[[ RECORDS FOR THIS TASK open ]]

PR #6280, opened 2015-08-02
Refactor status messages controller

KentShikama:
For another API route

### DIFF
--- a/app/controllers/status_messages_controller.rb
+++ b/app/controllers/status_messages_controller.rb
@@ -1,36 +1,33 @@
 #   Copyright (c) 2010-2011, Diaspora Inc.  This file is
 #   licensed under the Affero General Public License version 3 or later.  See
 #   the COPYRIGHT file.
-
 class StatusMessagesController < ApplicationController
   before_action :authenticate_user!
 
-  before_action :remove_getting_started, :only => [:create]
+  before_action :remove_getting_started, only: :create
 
-  respond_to :html,
-             :mobile,
-             :json
+  respond_to :html, :mobile, :json
 
-  layout 'application', only: :bookmarklet
+  layout "application", only: :bookmarklet
 
   # Called when a user clicks "Mention" on a profile page
   # @param person_id [Integer] The id of the person to be mentioned
   def new
-    if params[:person_id] && @person = Person.where(:id => params[:person_id]).first
+    if params[:person_id] && fetch_person(params[:person_id])
       @aspect = :profile
       @contact = current_user.contact_for(@person)
-      @aspects_with_person = []
       if @contact
-        @aspects_with_person = @contact.aspects
-        @aspect_ids = @aspects_with_person.map{|x| x.id}
+        @aspects_with_person = @contact.aspects.load
+        @aspect_ids = @aspects_with_person.map(&:id)
         gon.aspect_ids = @aspect_ids
-        @contacts_of_contact = @contact.contacts
-        render :layout => nil
+        render layout: nil
+      else
+        @aspects_with_person = []
       end
-    elsif(request.format == :mobile)
+    elsif request.format == :mobile
       @aspect = :all
-      @aspects = current_user.aspects
-      @aspect_ids = @aspects.map{ |a| a.id }
+      @aspects = current_user.aspects.load
+      @aspect_ids = @aspects.map(&:id)
       gon.aspect_ids = @aspect_ids
     else
       redirect_to stream_path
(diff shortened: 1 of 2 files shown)


app/controllers/status_messages_controller.rb
```diff
@@ -1,128 +1,97 @@
...
   def new
-    if params[:person_id] && @person = Person.where(:id => params[:person_id]).first
+    if params[:person_id] && get_person(params[:person_id])
       @aspect = :profile
       @contact = current_user.contact_for(@person)
-      @aspects_with_person = []
       if @contact
         @aspects_with_person = @contact.aspects
-        @aspect_ids = @aspects_with_person.map{|x| x.id}
+        @aspect_ids = @aspects_with_person.map(&:id)
```
jhass: We know that `@aspects_with_person` is a relation here (`@contact.aspects`), if the aspect names are used in the view, we probably should signal that and eagerly fetch them with `load`, else this line should use `pluck(:id)` to avoid instantiating them at all.

app/controllers/status_messages_controller.rb
```diff
@@ -1,128 +1,97 @@
...
+  respond_to :html, :mobile, :json
 
-  layout 'application', only: :bookmarklet
+  layout "application", only: :bookmarklet
 
   # Called when a user clicks "Mention" on a profile page
   # @param person_id [Integer] The id of the person to be mentioned
   def new
-    if params[:person_id] && @person = Person.where(:id => params[:person_id]).first
+    if params[:person_id] && get_person(params[:person_id])
```
jhass: `get_` prefixes are always smelly in Ruby, I'd opt for `fetch_person` or `find_person`.

app/controllers/status_messages_controller.rb
```diff
@@ -1,128 +1,97 @@
...
+        render layout: nil
+      else
+        @aspects_with_person = []
       end
-    elsif(request.format == :mobile)
+    elsif request.format == :mobile
       @aspect = :all
       @aspects = current_user.aspects
-      @aspect_ids = @aspects.map{ |a| a.id }
+      @aspect_ids = @aspects.map(&:id)
```
jhass: Similar like above, either `load` `current_user.aspects` or `pluck` the IDs.

app/controllers/status_messages_controller.rb
```diff
@@ -1,128 +1,97 @@
...
   end
 
+  def get_person(person_id)
+    @person = Person.where(id: person_id).first
+  end
+
   def bookmarklet
     @aspects = current_user.aspects
-    @aspect_ids = @aspects.map{|x| x.id}
+    @aspect_ids = @aspects.map(&:id)
```
jhass: And thinking a bit more about it, Rails even has a convenience method for the plucking on the association, `current_user.aspect_ids`.

app/services/status_message_service.rb
```diff
@@ -0,0 +1,86 @@
...
+    build_poll(params)
+    build_photos(params)
+    build_services(params)
+  end
+
+  def save
+    @status_message.save
+  end
+
+  def process_status
```
jhass: I think I'd call it `process_message`, since it's a `StatusMessage`, not a `MessageStatus`. I'm also not sure about returning it and relying on the return value here, I think I'd just require calling the accessor in any case.

app/services/status_message_service.rb
```diff
@@ -0,0 +1,86 @@
...
+  attr_reader :user, :services, :destination_aspect_ids
+
+  def normalize_aspect_ids(params)
+    params[:status_message][:aspect_ids] = [*params[:aspect_ids]]
+  end
+
+  def normalize_public_flag!(params)
+    sm = params[:status_message]
+    public_flag = (sm[:aspect_ids] && sm[:aspect_ids].first == "public") || sm[:public]
+    public_flag.to_s.match(/(true)|(on)/) ? public_flag = true : public_flag = false
```
jhass: put the assignment in front of the ternary, else it would be control flow.

app/services/status_message_service.rb
```diff
@@ -0,0 +1,86 @@
...
+  def build_services(params)
+    @services = [*params[:services]].compact
+  end
+
+  def add_status_to_streams
+    aspects = user.aspects_from_ids(@destination_aspect_ids)
+    user.add_to_streams(@status_message, aspects)
+  end
+
+  def dispatch_status
```
jhass: Same naming issue as above.

app/services/status_message_service.rb
theworldbright: Hmm I suppose in terms of "Adjective + Noun" it would be `process_message` but I hear a lot of people refer to status messages as just "status" (since just "message" would make it seem like something different) and thus `process_status` sounds better to me.

And yeah I guess it isn't clear by the method name that it will return a status message.

jhass: `process_status_message` isn't all that long actually and might be the best compromise after all. Though given the class is already `StatusMessageService`, a plain `process` would actually be fine with me too.

theworldbright: Yeah `process_status_message` sounds good to me.

app/controllers/status_messages_controller.rb
```diff
@@ -1,36 +1,33 @@
...
   def new
-    if params[:person_id] && @person = Person.where(:id => params[:person_id]).first
+    if params[:person_id] && fetch_person(params[:person_id])
       @aspect = :profile
       @contact = current_user.contact_for(@person)
-      @aspects_with_person = []
       if @contact
         @aspects_with_person = @contact.aspects
-        @aspect_ids = @aspects_with_person.map{|x| x.id}
+        @aspect_ids = @aspects_with_person.load.pluck(&:id)
```
jhass: Oh, I meant the load to be on the previous line of course.

jhass:
Merged as cae5f94af091cca9bd833d455860f0377e266b08

Thank you!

[[ RECORDS FOR THIS TASK closed ]]

WORK ORDER: Above are some records; extract every one of them exactly.

EXERCISE RESULT:
PR #6280, opened 2015-08-02
Refactor status messages controller

KentShikama:
For another API route

### DIFF
--- a/app/controllers/status_messages_controller.rb
+++ b/app/controllers/status_messages_controller.rb
@@ -1,36 +1,33 @@
 #   Copyright (c) 2010-2011, Diaspora Inc.  This file is
 #   licensed under the Affero General Public License version 3 or later.  See
 #   the COPYRIGHT file.
-
 class StatusMessagesController < ApplicationController
   before_action :authenticate_user!
 
-  before_action :remove_getting_started, :only => [:create]
+  before_action :remove_getting_started, only: :create
 
-  respond_to :html,
-             :mobile,
-             :json
+  respond_to :html, :mobile, :json
 
-  layout 'application', only: :bookmarklet
+  layout "application", only: :bookmarklet
 
   # Called when a user clicks "Mention" on a profile page
   # @param person_id [Integer] The id of the person to be mentioned
   def new
-    if params[:person_id] && @person = Person.where(:id => params[:person_id]).first
+    if params[:person_id] && fetch_person(params[:person_id])
       @aspect = :profile
       @contact = current_user.contact_for(@person)
-      @aspects_with_person = []
       if @contact
-        @aspects_with_person = @contact.aspects
-        @aspect_ids = @aspects_with_person.map{|x| x.id}
+        @aspects_with_person = @contact.aspects.load
+        @aspect_ids = @aspects_with_person.map(&:id)
         gon.aspect_ids = @aspect_ids
-        @contacts_of_contact = @contact.contacts
-        render :layout => nil
+        render layout: nil
+      else
+        @aspects_with_person = []
       end
-    elsif(request.format == :mobile)
+    elsif request.format == :mobile
       @aspect = :all
-      @aspects = current_user.aspects
-      @aspect_ids = @aspects.map{ |a| a.id }
+      @aspects = current_user.aspects.load
+      @aspect_ids = @aspects.map(&:id)
       gon.aspect_ids = @aspect_ids
     else
       redirect_to stream_path
(diff shortened: 1 of 2 files shown)


app/controllers/status_messages_controller.rb
```diff
@@ -1,128 +1,97 @@
...
   def new
-    if params[:person_id] && @person = Person.where(:id => params[:person_id]).first
+    if params[:person_id] && get_person(params[:person_id])
       @aspect = :profile
       @contact = current_user.contact_for(@person)
-      @aspects_with_person = []
       if @contact
         @aspects_with_person = @contact.aspects
-        @aspect_ids = @aspects_with_person.map{|x| x.id}
+        @aspect_ids = @aspects_with_person.map(&:id)
```
jhass: We know that `@aspects_with_person` is a relation here (`@contact.aspects`), if the aspect names are used in the view, we probably should signal that and eagerly fetch them with `load`, else this line should use `pluck(:id)` to avoid instantiating them at all.

app/controllers/status_messages_controller.rb
```diff
@@ -1,128 +1,97 @@
...
+  respond_to :html, :mobile, :json
 
-  layout 'application', only: :bookmarklet
+  layout "application", only: :bookmarklet
 
   # Called when a user clicks "Mention" on a profile page
   # @param person_id [Integer] The id of the person to be mentioned
   def new
-    if params[:person_id] && @person = Person.where(:id => params[:person_id]).first
+    if params[:person_id] && get_person(params[:person_id])
```
jhass: `get_` prefixes are always smelly in Ruby, I'd opt for `fetch_person` or `find_person`.

app/controllers/status_messages_controller.rb
```diff
@@ -1,128 +1,97 @@
...
+        render layout: nil
+      else
+        @aspects_with_person = []
       end
-    elsif(request.format == :mobile)
+    elsif request.format == :mobile
       @aspect = :all
       @aspects = current_user.aspects
-      @aspect_ids = @aspects.map{ |a| a.id }
+      @aspect_ids = @aspects.map(&:id)
```
jhass: Similar like above, either `load` `current_user.aspects` or `pluck` the IDs.

app/controllers/status_messages_controller.rb
```diff
@@ -1,128 +1,97 @@
...
   end
 
+  def get_person(person_id)
+    @person = Person.where(id: person_id).first
+  end
+
   def bookmarklet
     @aspects = current_user.aspects
-    @aspect_ids = @aspects.map{|x| x.id}
+    @aspect_ids = @aspects.map(&:id)
```
jhass: And thinking a bit more about it, Rails even has a convenience method for the plucking on the association, `current_user.aspect_ids`.

app/services/status_message_service.rb
```diff
@@ -0,0 +1,86 @@
...
+    build_poll(params)
+    build_photos(params)
+    build_services(params)
+  end
+
+  def save
+    @status_message.save
+  end
+
+  def process_status
```
jhass: I think I'd call it `process_message`, since it's a `StatusMessage`, not a `MessageStatus`. I'm also not sure about returning it and relying on the return value here, I think I'd just require calling the accessor in any case.

app/services/status_message_service.rb
```diff
@@ -0,0 +1,86 @@
...
+  attr_reader :user, :services, :destination_aspect_ids
+
+  def normalize_aspect_ids(params)
+    params[:status_message][:aspect_ids] = [*params[:aspect_ids]]
+  end
+
+  def normalize_public_flag!(params)
+    sm = params[:status_message]
+    public_flag = (sm[:aspect_ids] && sm[:aspect_ids].first == "public") || sm[:public]
+    public_flag.to_s.match(/(true)|(on)/) ? public_flag = true : public_flag = false
```
jhass: put the assignment in front of the ternary, else it would be control flow.

app/services/status_message_service.rb
```diff
@@ -0,0 +1,86 @@
...
+  def build_services(params)
+    @services = [*params[:services]].compact
+  end
+
+  def add_status_to_streams
+    aspects = user.aspects_from_ids(@destination_aspect_ids)
+    user.add_to_streams(@status_message, aspects)
+  end
+
+  def dispatch_status
```
jhass: Same naming issue as above.

app/services/status_message_service.rb
theworldbright: Hmm I suppose in terms of "Adjective + Noun" it would be `process_message` but I hear a lot of people refer to status messages as just "status" (since just "message" would make it seem like something different) and thus `process_status` sounds better to me.

And yeah I guess it isn't clear by the method name that it will return a status message.

jhass: `process_status_message` isn't all that long actually and might be the best compromise after all. Though given the class is already `StatusMessageService`, a plain `process` would actually be fine with me too.

theworldbright: Yeah `process_status_message` sounds good to me.

app/controllers/status_messages_controller.rb
```diff
@@ -1,36 +1,33 @@
...
   def new
-    if params[:person_id] && @person = Person.where(:id => params[:person_id]).first
+    if params[:person_id] && fetch_person(params[:person_id])
       @aspect = :profile
       @contact = current_user.contact_for(@person)
-      @aspects_with_person = []
       if @contact
         @aspects_with_person = @contact.aspects
-        @aspect_ids = @aspects_with_person.map{|x| x.id}
+        @aspect_ids = @aspects_with_person.load.pluck(&:id)
```
jhass: Oh, I meant the load to be on the previous line of course.

jhass:
Merged as cae5f94af091cca9bd833d455860f0377e266b08

Thank you!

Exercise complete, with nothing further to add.